Some of you may have read about the so-called warrior gene that is said to predispose individuals to violence. What is fascinating is how it has already been used in criminal cases and whether this will herald a new age in how we deal with crime.
In a US case from 2009, the defendant, Davis Bradley Waldroup, accepted that in 2006 he killed his estranged wife’s friend and shot and injured his wife. After 11 hours of deliberation, the jury acquitted him of first degree murder and convicted him of voluntary manslaughter and attempted second degree murder. The defence had called an expert to say that Waldroup could not commit first degree murder because he was ‘unable to engage in the reflection and judgment necessary to premeditate the crimes’. The reason, according to the defence, was genetics.
Scientists had identified a gene, the MAOA gene (which has been nicknamed the warrior gene), that predisposes individuals to violence. Scientific research has suggested that violence associated with having the warrior gene is significantly worsened if the perpetrators were sexually abused as children (which was the position in the Waldroup case). So a combination of nature (presence of the warrior gene) and nurture (the defendant’s childhood) had combined to give him a potential defence to the most serious of all violent offences.
This is a development that could amount to a revolution in criminal law. If a defendant’s genetic make-up contributes to his or her offending, can he or she really be fully culpable for the offence? What sentence would be appropriate for such offenders?
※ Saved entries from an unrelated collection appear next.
PR #519, opened 2024-01-11
Solution

maxbidun:


app/main.py
```diff
@@ -1 +1,15 @@
-# write your code here
+import os
+
+
+def move_file(command: str) -> None:
+    mv, file_in, file_out = command.split()
```
vsmutok, line 5: you must check before unpacking that the length of `command.split()` is three

vsmutok (changes requested):

app/main.py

Oddly enough, even if the world’s defence lawyers seek to have their clients tested and push this issue to the forefront, the real controversy will come if prosecutors start to use it. What happens if prosecutors, faced with circumstantial evidence of a crime or the possibility of other suspects, want to perfect their evidence with a blood sample or saliva swab from the most likely defendant to see if he or she has the so-called warrior gene? What if the government announces a murder gene collection database? Once that starts happening, we will all be up in arms!
Despite these misgivings, and the likelihood that the justice system will initially resist these arguments, I think, by sheer attrition, we will commence a period of acceptance, after which the technology of genetics and predisposing genes will become another chapter in the criminal law handbook that will change the field forever.